# ASSIGNED TASK
For the records that follow, say how many lines have the word "worker" in them. Write the number and nothing more.

Stored items:
========

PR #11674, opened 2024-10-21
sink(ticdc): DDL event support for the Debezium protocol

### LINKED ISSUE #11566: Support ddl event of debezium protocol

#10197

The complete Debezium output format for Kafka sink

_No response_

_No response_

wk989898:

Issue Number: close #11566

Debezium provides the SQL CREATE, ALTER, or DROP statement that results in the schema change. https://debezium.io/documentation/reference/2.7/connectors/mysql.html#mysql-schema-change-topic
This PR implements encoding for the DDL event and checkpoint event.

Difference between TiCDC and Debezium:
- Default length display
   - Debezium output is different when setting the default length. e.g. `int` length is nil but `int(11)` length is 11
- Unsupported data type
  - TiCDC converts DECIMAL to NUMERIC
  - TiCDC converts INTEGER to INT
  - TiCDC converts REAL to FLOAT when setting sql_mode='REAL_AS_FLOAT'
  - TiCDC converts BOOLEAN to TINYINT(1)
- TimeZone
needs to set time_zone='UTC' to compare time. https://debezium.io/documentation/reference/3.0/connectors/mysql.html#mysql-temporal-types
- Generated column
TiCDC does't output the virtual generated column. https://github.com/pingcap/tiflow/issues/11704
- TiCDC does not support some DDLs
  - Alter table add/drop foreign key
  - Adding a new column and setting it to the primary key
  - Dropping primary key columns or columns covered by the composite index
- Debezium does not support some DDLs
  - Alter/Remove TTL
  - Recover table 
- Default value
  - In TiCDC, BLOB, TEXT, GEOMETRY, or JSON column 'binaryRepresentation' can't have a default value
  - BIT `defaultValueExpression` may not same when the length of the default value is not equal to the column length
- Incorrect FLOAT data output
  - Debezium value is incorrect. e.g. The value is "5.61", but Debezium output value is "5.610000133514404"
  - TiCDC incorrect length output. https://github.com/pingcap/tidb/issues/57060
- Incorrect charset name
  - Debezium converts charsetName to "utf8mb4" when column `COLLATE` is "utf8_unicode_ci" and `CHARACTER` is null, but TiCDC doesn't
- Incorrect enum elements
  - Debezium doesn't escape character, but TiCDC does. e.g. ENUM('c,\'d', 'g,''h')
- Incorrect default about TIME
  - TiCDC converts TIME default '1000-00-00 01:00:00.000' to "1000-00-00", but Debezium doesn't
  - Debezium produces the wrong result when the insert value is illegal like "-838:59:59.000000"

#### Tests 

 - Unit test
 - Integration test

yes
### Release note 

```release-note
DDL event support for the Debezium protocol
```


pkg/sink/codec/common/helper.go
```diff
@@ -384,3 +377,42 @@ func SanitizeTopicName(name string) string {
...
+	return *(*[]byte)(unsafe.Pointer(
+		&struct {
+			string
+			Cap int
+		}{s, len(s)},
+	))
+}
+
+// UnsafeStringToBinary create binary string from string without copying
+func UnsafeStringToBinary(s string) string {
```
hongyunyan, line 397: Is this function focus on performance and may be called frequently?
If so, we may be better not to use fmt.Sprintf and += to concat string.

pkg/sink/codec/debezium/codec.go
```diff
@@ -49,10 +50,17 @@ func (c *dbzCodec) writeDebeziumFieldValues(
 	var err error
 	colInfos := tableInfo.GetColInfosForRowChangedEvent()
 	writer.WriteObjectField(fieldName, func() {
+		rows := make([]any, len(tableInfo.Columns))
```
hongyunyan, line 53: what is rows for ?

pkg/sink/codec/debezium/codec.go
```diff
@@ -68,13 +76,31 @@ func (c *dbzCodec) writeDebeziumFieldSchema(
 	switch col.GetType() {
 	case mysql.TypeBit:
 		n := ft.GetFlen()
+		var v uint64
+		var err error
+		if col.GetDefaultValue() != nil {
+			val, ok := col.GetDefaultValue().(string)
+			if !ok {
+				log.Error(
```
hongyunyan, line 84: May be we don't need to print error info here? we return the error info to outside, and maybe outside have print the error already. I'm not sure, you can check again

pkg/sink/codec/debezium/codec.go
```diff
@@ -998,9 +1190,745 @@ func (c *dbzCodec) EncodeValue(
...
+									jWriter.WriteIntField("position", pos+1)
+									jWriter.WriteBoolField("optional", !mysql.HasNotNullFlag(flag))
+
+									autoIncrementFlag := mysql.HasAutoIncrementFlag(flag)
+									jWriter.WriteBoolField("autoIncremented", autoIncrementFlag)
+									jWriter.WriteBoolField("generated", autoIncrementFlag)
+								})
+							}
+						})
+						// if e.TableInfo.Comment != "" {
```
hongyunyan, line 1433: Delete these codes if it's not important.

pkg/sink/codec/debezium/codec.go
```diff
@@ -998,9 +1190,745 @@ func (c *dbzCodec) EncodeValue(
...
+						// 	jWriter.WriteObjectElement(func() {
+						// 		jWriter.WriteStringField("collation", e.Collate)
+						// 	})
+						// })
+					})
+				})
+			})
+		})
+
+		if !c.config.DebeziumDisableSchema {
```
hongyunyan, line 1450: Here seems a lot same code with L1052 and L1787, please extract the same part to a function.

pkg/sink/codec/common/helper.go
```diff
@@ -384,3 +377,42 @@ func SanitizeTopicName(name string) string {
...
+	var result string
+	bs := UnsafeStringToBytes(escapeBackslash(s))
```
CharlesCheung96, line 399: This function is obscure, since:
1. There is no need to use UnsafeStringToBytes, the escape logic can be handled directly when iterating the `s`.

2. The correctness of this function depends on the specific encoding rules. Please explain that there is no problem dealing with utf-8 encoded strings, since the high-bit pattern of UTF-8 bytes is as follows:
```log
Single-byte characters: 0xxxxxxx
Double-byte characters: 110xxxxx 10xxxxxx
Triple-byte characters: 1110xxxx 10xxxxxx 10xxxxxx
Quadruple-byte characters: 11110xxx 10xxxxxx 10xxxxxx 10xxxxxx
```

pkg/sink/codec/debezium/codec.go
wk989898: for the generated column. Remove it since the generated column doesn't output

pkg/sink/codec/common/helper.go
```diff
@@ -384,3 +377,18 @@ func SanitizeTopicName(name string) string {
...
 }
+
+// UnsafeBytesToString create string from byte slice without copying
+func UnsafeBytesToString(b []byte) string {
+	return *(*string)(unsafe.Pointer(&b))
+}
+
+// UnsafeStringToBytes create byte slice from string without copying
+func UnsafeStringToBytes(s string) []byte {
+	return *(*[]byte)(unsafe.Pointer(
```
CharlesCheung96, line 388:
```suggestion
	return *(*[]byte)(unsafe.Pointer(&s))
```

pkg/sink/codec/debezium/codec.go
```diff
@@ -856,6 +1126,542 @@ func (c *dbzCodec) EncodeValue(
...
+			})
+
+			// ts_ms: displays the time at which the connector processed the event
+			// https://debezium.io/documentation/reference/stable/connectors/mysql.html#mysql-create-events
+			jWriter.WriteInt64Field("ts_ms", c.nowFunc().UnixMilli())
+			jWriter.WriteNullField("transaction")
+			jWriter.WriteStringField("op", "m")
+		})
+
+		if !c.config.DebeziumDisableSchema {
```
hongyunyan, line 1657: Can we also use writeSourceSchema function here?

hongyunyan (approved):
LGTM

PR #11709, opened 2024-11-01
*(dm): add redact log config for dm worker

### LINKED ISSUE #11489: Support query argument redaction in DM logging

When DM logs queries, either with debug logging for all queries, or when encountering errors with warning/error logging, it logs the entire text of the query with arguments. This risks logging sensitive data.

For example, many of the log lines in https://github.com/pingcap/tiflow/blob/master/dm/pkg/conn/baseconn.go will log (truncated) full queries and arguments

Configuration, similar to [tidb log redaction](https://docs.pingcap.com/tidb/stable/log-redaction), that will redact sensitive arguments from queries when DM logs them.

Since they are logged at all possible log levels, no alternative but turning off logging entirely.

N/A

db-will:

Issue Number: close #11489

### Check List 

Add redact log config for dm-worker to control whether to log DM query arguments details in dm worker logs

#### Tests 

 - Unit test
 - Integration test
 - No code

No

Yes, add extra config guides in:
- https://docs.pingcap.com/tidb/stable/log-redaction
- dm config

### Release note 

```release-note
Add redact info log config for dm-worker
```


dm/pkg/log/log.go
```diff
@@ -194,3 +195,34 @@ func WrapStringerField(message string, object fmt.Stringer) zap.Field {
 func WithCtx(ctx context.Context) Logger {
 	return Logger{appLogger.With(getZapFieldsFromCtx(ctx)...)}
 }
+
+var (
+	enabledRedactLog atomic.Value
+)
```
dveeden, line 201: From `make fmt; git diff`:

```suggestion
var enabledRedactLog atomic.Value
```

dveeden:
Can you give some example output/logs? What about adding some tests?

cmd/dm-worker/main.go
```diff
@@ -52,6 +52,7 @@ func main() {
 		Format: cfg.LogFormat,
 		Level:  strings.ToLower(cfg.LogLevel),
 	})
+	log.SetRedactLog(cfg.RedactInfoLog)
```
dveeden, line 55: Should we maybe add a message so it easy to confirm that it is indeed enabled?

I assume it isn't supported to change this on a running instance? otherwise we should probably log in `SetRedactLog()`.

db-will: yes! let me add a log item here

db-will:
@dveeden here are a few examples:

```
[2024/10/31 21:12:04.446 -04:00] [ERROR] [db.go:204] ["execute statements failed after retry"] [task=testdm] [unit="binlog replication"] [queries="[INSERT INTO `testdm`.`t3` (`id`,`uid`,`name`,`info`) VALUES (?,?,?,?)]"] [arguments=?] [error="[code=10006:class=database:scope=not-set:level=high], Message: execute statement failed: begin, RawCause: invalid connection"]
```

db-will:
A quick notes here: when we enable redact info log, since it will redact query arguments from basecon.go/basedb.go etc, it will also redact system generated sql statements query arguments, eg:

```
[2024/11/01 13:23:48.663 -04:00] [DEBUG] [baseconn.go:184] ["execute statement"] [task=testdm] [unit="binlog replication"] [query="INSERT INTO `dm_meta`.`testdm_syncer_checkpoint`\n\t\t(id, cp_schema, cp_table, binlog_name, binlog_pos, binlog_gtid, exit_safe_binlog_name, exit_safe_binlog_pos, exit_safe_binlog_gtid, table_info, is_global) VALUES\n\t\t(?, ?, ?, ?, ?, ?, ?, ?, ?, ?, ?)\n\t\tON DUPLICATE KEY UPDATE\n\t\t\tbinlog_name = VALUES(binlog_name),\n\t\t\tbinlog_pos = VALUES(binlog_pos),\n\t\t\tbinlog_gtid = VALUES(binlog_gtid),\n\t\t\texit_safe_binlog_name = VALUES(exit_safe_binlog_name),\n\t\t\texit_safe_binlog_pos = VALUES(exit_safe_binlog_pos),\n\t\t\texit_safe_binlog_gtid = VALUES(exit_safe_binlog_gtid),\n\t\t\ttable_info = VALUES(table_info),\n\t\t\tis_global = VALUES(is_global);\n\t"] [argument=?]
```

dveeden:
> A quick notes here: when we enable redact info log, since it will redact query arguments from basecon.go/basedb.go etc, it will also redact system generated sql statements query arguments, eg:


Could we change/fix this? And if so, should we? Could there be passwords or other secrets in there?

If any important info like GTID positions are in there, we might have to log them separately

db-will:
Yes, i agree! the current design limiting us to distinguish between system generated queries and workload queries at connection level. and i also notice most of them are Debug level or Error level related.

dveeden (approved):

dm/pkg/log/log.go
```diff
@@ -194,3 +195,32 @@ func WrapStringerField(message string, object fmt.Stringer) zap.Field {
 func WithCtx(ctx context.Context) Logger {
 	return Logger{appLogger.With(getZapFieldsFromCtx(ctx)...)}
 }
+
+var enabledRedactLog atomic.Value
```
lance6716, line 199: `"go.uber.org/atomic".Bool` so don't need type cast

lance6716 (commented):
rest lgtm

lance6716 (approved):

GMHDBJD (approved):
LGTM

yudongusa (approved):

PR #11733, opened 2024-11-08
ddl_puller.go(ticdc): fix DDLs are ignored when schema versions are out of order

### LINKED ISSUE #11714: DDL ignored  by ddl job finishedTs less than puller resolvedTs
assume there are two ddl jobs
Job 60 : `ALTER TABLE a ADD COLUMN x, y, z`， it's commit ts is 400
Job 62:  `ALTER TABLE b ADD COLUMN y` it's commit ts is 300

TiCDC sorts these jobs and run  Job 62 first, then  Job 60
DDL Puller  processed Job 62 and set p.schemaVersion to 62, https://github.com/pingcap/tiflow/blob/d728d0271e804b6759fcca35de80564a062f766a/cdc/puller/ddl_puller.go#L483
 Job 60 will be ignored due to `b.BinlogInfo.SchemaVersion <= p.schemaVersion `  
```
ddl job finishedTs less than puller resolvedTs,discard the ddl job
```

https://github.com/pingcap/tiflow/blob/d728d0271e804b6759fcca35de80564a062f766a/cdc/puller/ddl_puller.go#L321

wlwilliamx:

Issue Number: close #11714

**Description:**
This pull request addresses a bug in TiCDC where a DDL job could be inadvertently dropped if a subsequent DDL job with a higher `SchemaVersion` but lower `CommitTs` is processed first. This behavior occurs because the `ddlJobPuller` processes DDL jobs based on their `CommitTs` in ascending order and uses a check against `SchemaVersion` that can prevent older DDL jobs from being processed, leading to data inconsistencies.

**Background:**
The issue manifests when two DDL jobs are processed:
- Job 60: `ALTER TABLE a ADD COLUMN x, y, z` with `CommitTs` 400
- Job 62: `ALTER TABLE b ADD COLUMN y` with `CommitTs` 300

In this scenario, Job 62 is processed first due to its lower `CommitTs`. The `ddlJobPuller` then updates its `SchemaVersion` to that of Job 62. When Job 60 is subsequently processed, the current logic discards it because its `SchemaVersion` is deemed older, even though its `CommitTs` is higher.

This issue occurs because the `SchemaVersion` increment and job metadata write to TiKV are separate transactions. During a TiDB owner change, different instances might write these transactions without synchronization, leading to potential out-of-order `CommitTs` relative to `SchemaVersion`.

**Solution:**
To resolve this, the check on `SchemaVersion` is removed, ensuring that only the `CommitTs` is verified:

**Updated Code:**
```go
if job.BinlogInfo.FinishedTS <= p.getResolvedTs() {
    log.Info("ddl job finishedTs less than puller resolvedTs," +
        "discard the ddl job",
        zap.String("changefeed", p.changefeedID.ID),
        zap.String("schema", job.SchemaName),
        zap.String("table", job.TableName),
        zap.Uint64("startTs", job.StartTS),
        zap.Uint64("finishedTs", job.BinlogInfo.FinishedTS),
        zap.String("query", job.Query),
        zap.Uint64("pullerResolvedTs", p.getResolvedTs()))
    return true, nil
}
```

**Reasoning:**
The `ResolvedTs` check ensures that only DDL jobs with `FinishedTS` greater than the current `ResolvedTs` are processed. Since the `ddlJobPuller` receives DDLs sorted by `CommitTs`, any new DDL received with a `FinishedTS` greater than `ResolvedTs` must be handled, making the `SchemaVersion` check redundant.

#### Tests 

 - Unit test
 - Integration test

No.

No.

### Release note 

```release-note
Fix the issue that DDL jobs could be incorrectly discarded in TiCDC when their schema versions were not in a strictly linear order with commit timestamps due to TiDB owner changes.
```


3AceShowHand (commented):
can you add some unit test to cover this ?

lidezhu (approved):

========

# FINAL ANSWER
4